## [Source information]
* * * * * * *

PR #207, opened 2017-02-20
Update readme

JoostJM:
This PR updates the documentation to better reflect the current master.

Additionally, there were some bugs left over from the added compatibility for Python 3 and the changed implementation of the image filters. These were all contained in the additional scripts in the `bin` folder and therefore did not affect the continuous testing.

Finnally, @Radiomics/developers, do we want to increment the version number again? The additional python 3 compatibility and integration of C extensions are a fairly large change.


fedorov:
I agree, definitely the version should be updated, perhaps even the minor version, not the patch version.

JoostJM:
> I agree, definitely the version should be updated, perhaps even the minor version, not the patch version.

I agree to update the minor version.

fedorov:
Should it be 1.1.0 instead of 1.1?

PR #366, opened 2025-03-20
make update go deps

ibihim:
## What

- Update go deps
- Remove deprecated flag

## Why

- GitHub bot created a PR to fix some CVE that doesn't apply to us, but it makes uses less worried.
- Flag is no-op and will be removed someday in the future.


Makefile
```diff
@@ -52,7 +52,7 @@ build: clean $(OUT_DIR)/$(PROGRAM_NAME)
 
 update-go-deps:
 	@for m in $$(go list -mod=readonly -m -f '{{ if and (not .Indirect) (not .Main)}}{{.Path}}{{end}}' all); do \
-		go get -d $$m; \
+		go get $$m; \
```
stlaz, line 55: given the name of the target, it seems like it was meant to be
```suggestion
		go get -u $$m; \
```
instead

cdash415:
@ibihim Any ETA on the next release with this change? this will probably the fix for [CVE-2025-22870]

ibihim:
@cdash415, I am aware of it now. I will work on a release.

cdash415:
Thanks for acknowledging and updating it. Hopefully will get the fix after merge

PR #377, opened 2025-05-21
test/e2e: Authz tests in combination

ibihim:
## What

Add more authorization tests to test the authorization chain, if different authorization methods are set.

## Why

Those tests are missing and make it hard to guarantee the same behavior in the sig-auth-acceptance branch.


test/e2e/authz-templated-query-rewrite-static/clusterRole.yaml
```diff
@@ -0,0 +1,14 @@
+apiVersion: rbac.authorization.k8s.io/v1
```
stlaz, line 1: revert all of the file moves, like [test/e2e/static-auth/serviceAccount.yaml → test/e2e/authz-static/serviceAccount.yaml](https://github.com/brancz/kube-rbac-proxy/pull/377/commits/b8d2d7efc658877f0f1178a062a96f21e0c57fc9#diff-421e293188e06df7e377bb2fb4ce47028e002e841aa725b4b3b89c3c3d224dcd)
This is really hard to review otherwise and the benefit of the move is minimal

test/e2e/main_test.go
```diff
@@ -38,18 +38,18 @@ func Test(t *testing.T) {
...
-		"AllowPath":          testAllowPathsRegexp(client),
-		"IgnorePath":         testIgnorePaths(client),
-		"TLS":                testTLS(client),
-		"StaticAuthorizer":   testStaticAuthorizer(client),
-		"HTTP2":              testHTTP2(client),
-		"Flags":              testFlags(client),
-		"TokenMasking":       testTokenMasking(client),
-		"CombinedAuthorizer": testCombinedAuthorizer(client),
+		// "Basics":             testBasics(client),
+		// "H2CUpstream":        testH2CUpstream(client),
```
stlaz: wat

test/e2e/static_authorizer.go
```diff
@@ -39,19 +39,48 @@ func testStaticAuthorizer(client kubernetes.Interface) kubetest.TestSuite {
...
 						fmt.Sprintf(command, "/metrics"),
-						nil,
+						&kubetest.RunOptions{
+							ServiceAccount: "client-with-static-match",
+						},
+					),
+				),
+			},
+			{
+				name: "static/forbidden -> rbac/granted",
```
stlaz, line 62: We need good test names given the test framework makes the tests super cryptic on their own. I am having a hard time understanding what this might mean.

* * * * * * *

Only lines with the word "definitely" are needed. Copy them from the preceding records.

I agree, definitely the version should be updated, perhaps even the minor version, not the patch version.
> I agree, definitely the version should be updated, perhaps even the minor version, not the patch version.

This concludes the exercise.